Bitcoin Core teve atividade de desenvolvimento 60% mais alta em 2025, com 135 desenvolvedores contribuindo 285 mil linhas de código. O volume de transações alcançou US$ 4,5 trilhões no ano, indicando retomada de ritmo no protocolo.
A mudança ocorreu após anos de queda na participação e debates sobre o propósito da rede, marcando o período mais ativo desde os primeiros anos do projeto. O crescimento foi acompanhado de auditoria pública de segurança.
Auditoria de Segurança
Em novembro de 2025, o Bitcoin Core concluiu a primeira auditoria pública de segurança, realizada pela Quarkslab. O relatório apontou apenas duas questões de baixa severidade, sem vulnerabilidades críticas.

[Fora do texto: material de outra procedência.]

PR #1196, opened 2023-08-24
Avoid request to be blocked once the "dispose" method has been called

### LINKED ISSUE #1195: [BUG] Calling the global "dispose" method prevents the express server from running
### Context
I'm currently developing an API that will, potentially, call the dispose method in order to stop all collectors temporarily.
However, once the dispose method has been called, the server will no longer respond to requests.

### Code to reproduce
```Javascript
const ai = require('applicationinsights');
const express = require('express');

const app = express();
app.post('/log/start', (req, res) => {
    ai.setup('<valid-key>')
        .setAutoDependencyCorrelation(true)
        .setAutoCollectRequests(true)
        .setAutoCollectPerformance(false)
        .setAutoCollectExceptions(true)
        .setAutoCollectDependencies(true)
        .setUseDiskRetryCaching(true)
        .setSendLiveMetrics(false)
        .setDistributedTracingMode(ai.DistributedTracingModes.AI_AND_W3C)
        .setAutoCollectConsole(true, true);
    ai.start();

    res.status(200).send('OK');
});
app.post('/log/stop', (req, res) => {
    ai.dispose();

    res.status(200).send('OK');
});
app.listen(3000, () => console.log('Example app listening on port 3000!'));
```
### Steps to reproduce
1. Create a project with the code above (install dependencies required)
2. Start the server
3. Call the route '/log/stop'
4. Try to call the route '/log/start' -> You will never have an answer

### Environment
- NodeJS : v18.16.0
- NPM : 9.8.1
- applicationinsights : 2.7.3

Apokalypt:
When the dispose method is called, the static INSTANCE property is set to null, which means there is no query handler (neither the original nor the custom handler).
So I've added a control to call the default handler if the INSTANCE property is set to null

Fix #1195

### DIFF
--- a/AutoCollection/HttpRequests.ts
+++ b/AutoCollection/HttpRequests.ts
@@ -122,9 +122,7 @@ class AutoCollectHttpRequests {
                 if (request && shouldCollect && AutoCollectHttpRequests.INSTANCE) {
                     AutoCollectHttpRequests.INSTANCE._registerRequest(request, response, onRequest)
                 } else {
-                    if (typeof onRequest === "function") {
-                        onRequest(request, response);
-                    }
+                    onRequest(request, response);
                 }
             }
         };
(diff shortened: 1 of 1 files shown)


hectorhdzg (approved):
LGTM, thanks for your contribution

Os números oficiais foram compilados por Jameson Lopp, que destacou 135 contribuidores e a cifra de 285 mil linhas, além de lembrança de que a rede movimentou 4,5 trilhões de dólares no ano.
Atualização de software e impactos operacionais
Ao mesmo tempo, houve o lançamento da versão 30.0, expandindo o OP_RETURN para 100 mil bytes e permitindo múltiplos outputs por transação. A comunidade dividiu opiniões sobre as implicações dessa mudança.
O upgrade desencadeou migração para alternativas como Bitcoin Knots, que já representa parcela relevante da rede. Analistas veem efeitos variados na segurança, na spamidade e na governança do protocolo.